● Task details
When a line in the listing below contains the word "codebase", return a copy of that line.

[Data Boundary: Start]

PR #953, opened 2021-04-15
Properly load a user and their platform roles in lti pipeline

eliknebel:
This PR fixes an issue where an existing user session will cause the page to crash when accessing the Register Institution page. This bug was produced as a result of changing an existing registration to demo the registration process.

The fix is to load the full current user in the LTI pipeline if a user is logged in to prevent accessing unloaded user platform_roles association in the deliver header template.


LEDThereBeLight:
This looks good. Added changelog and approved.

LEDThereBeLight (approved):

PR #969, opened 2021-04-15
Disallow the rendering of raw html in image captions

### LINKED ISSUE #951: Captions allow rendering of arbitrary HTML
**Describe the bug**
Caption contents render raw HTML into the page. 

**To Reproduce**
1. Create an image, edit the caption and insert `<b>Hey</b>` as the caption. 

**Expected behavior**
The literal string `<b>Hey</b>` should render, but the page renders this as actual HTML

eliknebel:
This PR disallows the rendering of raw html in image captions.

Closes #951

### DIFF
--- a/lib/oli/rendering/content/html.ex
+++ b/lib/oli/rendering/content/html.ex
@@ -288,7 +288,7 @@ defmodule Oli.Rendering.Content.Html do
           end
         }>"
       ] ++
-      [caption] ++
+      [escape_xml!(caption)] ++
       ["</figcaption>"] ++
       ["</figure>"] ++
       ["</div>"]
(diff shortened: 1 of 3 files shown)


LEDThereBeLight:
This looks good. Should we add `escape_xml` for all attributes?

That would be lines:
- 158 (for `language`)
- 112 (for `caption`)
- 104 (for `src`)
- 97 (for `src`)
- 76 (for `src`)
- 59, 64 (for `alt` and `src`)

eliknebel:
Yes, good catch. We should be escaping anything that comes from user input

LEDThereBeLight:
I added one more escape and approved

PR #983, opened 2021-04-19
image coding: use ACE syntax highlighting code editor

andersweinstein:
Adds a syntax coloring, auto-indenting code editor for image code activity and authoring, using the react-ace version of the ACE code editor. It's configured to use a 14 point fixed width font and the "xcode" theme;  available themes can be viewed at [https://manubb.github.io/react-ace-builds/](https://manubb.github.io/react-ace-builds/) . Other options have been set to emulate a plain text box: no line numbering, gutter, current line highlighting, or auto completion. The background is set to grey when disabled like our other other text input boxes. However it does not get the focus highlight border our other text boxes do.


andersweinstein:
Replaced by newer PR based on latest master.

Issue #210, opened 2020-06-02
Instructor preview mode: CMU-206


darrensiegel:
Allow an instructor to view any page in a course, and all details of all activities (all feedbacks, all hints) without having to exercise the activities.

PR #984, opened 2021-04-20
Editor sequential resource navigation in editor and course preview

### LINKED ISSUE #960: Add sequential navigation to authoring and preview
Users have expressed difficulty when trying to review authored materials.

- Page preview should be expanded to support an entire course project with prev/next buttons like delivery
- Authoring should have prev/next buttons that takes a user to the prev/next sequential page in a course

eliknebel:
This PR adds sequential page navigation to resource editor and page preview.

Screen Shot 2021-04-19 at 8 00 45 PM

This effectively makes page preview a full course preview feature, which is still accessible on a specific page but now also from the Review (QA) page.

Screen Shot 2021-04-19 at 8 00 18 PM

Closes #960, and maybe #210


darrensiegel (approved):
Wow this is really great and a major improvement over the way it worked previously.

PR #997, opened 2021-04-22
[FEATURE] Parts Components

bsparks:
sets things up for "part components" similar to how activities are registered but representing a different set of custom elements that are used in adaptive (and future) activities

### DIFF
--- a/priv/repo/migrations/20210421162709_create_part_component_registrations.exs
+++ b/priv/repo/migrations/20210421162709_create_part_component_registrations.exs
@@ -1,0 +1,51 @@
+defmodule Oli.Repo.Migrations.CreatePartComponentRegistrations do
+  use Ecto.Migration
+
+  def change do
+    create table(:part_component_registrations) do
+      add :slug, :string
+      add :title, :string
+      add :icon, :string
+      add :description, :text
+      add :delivery_element, :string
+      add :authoring_element, :string
+      add :delivery_script, :text
+      add :authoring_script, :text
+      add :allow_client_evaluation, :boolean
+      add :globally_available, :boolean, default: false, null: false
+
+      timestamps(type: :timestamptz)
+    end
+
+    create unique_index(:part_component_registrations, [:slug], name: :index_part_component_slug_registrations)
+
+    create unique_index(:part_component_registrations, [:delivery_element],
+             name: :index_part_component_delivery_element_registrations
+           )
+
+    create unique_index(:part_component_registrations, [:authoring_element],
+             name: :index_part_component_authoring_element_registrations
+           )
+
+    create unique_index(:part_component_registrations, [:delivery_script],
+             name: :index_part_component_delivery_script_registrations
+           )
+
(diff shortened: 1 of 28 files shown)


priv/repo/migrations/20210421162709_create_part_component_registrations.exs
```diff
@@ -0,0 +1,51 @@
...
+    create table(:part_component_registrations) do
+      add :slug, :string
+      add :title, :string
+      add :icon, :string
+      add :description, :text
+      add :delivery_element, :string
+      add :authoring_element, :string
+      add :delivery_script, :text
+      add :authoring_script, :text
+      add :allow_client_evaluation, :boolean
```
darrensiegel, line 14: Allow client evaluation is probably unique to Activities and doesn't apply to Part Components

darrensiegel (changes requested):
An existential question: Do we want the term "janus" to live on in the oli-torus codebase? I see it in this PR as a directory/file name, component names, etc. I don't think that we do.  This is probably the opportunity to remove it - but I don't know what impact that might have on sparrow conversion.

There are three aspects of the "Registered Activities" that you didn't replicate in the PartComponent infrastructure: 

1. There are a few unit tests in `Oli.ActivitiesTest`.
2. There is a user interface to allow the global management of registered activities. This is driven from `OliWeb.ActivityManageController`. 
3. There is a user interface to allow authors to opt-in to using non-global activities. 
 This is driven from `OliWeb.ProjectActivityController`

It makes sense to replicate those unit tests in this PR, but we probably don't need (or even want) to replicate those user interfaces, yet.

priv/repo/migrations/20210421162709_create_part_component_registrations.exs
bsparks: yeah I almost removed that, but then thought maybe it would be needed for something... I'll remove it though, better to add something *when* it is needed :)

bsparks:
> An existential question: Do we want the term "janus" to live on in the oli-torus codebase? I see it in this PR as a directory/file name, component names, etc. I don't think that we do. This is probably the opportunity to remove it - but I don't know what impact that might have on sparrow conversion.
> 
> There are three aspects of the "Registered Activities" that you didn't replicate in the PartComponent infrastructure:
> 
> 1. There are a few unit tests in `Oli.ActivitiesTest`.
> 2. There is a user interface to allow the global management of registered activities. This is driven from `OliWeb.ActivityManageController`.
> 3. There is a user interface to allow authors to opt-in to using non-global activities.
>    This is driven from `OliWeb.ProjectActivityController`
> 
> It makes sense to replicate those unit tests in this PR, but we probably don't need (or even want) to replicate those user interfaces, yet.

hmm yeah, well I can change the folders and the id of the part, the element tags are what are currently tied to the conversion. I suppose they too could be changed and re-converted... just need to figure out what to call them. it does seem to me like a namespace is still appropriate `torus-image` ??

darrensiegel (approved):

PR #1002, opened 2021-04-23
[BUG FIX] Add missing database indexes, infra for flagging problematic queries 

darrensiegel:
This PR does two things:

1. It addresses the problem of a large amount of sequential scans being performed on the `published_resources` table by adding some necessary database indexes and by optimizing the queries in `DeliveryResolver` and `AuthoringResolver`.
2. It adds developer-oriented support for flagging as a log warning "problematic queries".   

The problematic query detection impl works by intercepting all queries flowing through `Oli.Repo` via the `prepare_query` override.  If the `:problematic_query_detection` flag is set to `:enabled` (and you are not running in production), the query will first be explained and analyzed using the `"EXPLAIN ANALYZE true (...sql)"` sql. After explained, that JSON structure is traversed to find two different problems: 
1. Steps that involve sequential table scans
2. Any query whose total compute cost exceeds some threshold value (currently set to 150).

The guts of the explain impl was lifted from `revelrylabs/ecto_explain`, after I was unable to get it to work in its intended fashion (via `use Ecto.Explain` macro)

Running Torus with problematic query detection enabled, one can see many queries that are performing full scans.  We should follow up this work with work to address some of those.

### DIFF
--- a/config/dev.exs
+++ b/config/dev.exs
@@ -2,7 +2,12 @@ use Mix.Config
 
 config :oli,
   env: :dev,
-  problematic_query_detection: :disabled,
+  problematic_query_detection: System.get_env("DEV_PROBLEMATIC_QUERY_DETECTION_ENABLED", "false")
+    |> String.downcase()
+    |> (case do
+      "true" -> :enabled
+      _ -> :disabled
+    end),
   s3_media_bucket_name: "torus-media-dev",
   media_url: "torus-media-dev.s3.amazonaws.com",
   slack_webhook_url: System.get_env("SLACK_WEBHOOK_URL")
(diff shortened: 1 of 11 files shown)


config/dev.exs
```diff
@@ -2,6 +2,7 @@ use Mix.Config
 
 config :oli,
   env: :dev,
+  problematic_query_detection: :disabled,
```
eliknebel, line 5: We might want to set this up to read from `oli.env` environment configs, e.g. `System.get_env("DEV_PROBLEMATIC_QUERY_DETECTION_ENABLED")`, or simply always enable this in development so that someone doesn't accidentally check in a change here

eliknebel (approved):

PR #1003, opened 2021-04-25
Chrome free pages

darrensiegel:
Some Adaptive Pages need to exercise full control over the CSS of the page, and to have nothing else rendered as "application chrome" by Torus.  These types of pages may provide their own page-to-page navigation. 

This PR introduces a top-level page content attribute `displayApplicationChrome`, that if set to `false` will allow the adaptive page to render without any Torus application chrome around it.  This attribute defaults to `true` if not set. 

Another top-level attribute `additionalStylesheets` is a collection of arbitrary style sheet URLs, that if set, will get injected into the `<head>` portion of the rendered page.

### DIFF
--- a/lib/oli_web/views/layout_view.ex
+++ b/lib/oli_web/views/layout_view.ex
@@ -41,6 +41,7 @@ defmodule OliWeb.LayoutView do
   """
   def additional_stylesheets(assigns) do
     Map.get(assigns, :additional_stylesheets, [])
+    |> URI.encode()
     |> Enum.map(fn url -> "\n<link rel=\"stylesheet\" href=\"#{url}\">" end)
     |> raw()
   end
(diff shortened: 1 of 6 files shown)


lib/oli_web/views/layout_view.ex
```diff
@@ -35,6 +35,16 @@ defmodule OliWeb.LayoutView do
     )
   end
 
+  @doc """
+  Allows a delivery content template to specify any number of additional stylesheets, via URLs,
+  to be included in the head portion of the document.
+  """
+  def additional_stylesheets(assigns) do
+    Map.get(assigns, :additional_stylesheets, [])
+    |> Enum.map(fn url -> "\n<link rel=\"stylesheet\" href=\"#{url}\">" end)
```
eliknebel, line 44: This could be a risk, if an author injects a dangerous html string in for url. Is this url protected from user input? To be safe, we could surround with escape_xml we use in rendering

eliknebel (changes requested):

eliknebel (approved):

PR #1010, opened 2021-04-29
[FEATURE] Image resizing

LEDThereBeLight:
Implement a `Resizer` component and add it to the `Image` editor to handle resizing. Image dimension changes are saved to the model's `height` and `width`, which are used in layout CSS rules to determine the rendered image size. The actual size of the uploaded image is not changed.


darrensiegel (changes requested):
I made one code change to remove the usage of a type in non-testing code that was being imported from from a dependency declared to be a "dev" dependency. (I simply replicated the `Nullish` type in `types/nullish.ts`

I am seeing one bug that we do need to track down and fix.  Here is how to replicate it:
1. Create a page that has a single content block, which contains a single image in it.
2. Reload the authoring view for that page.
3. Create a second content block, and reorder that second content block - moving it above the original one.  You now have two content blocks:  the top most on the page is an empty one, and the bottom content block is the one with the image.
4. Resize the image - you should see a problem where  the image get duplciated in the topmost content block.

^ The above seems to perhaps be driven by content blocks holding on to the *index* that were originally positioned within in the model array.

darrensiegel (approved):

[Data Boundary: End]

● Response box
An existential question: Do we want the term "janus" to live on in the oli-torus codebase? I see it in this PR as a directory/file name, component names, etc. I don't think that we do.  This is probably the opportunity to remove it - but I don't know what impact that might have on sparrow conversion.
> An existential question: Do we want the term "janus" to live on in the oli-torus codebase? I see it in this PR as a directory/file name, component names, etc. I don't think that we do. This is probably the opportunity to remove it - but I don't know what impact that might have on sparrow conversion.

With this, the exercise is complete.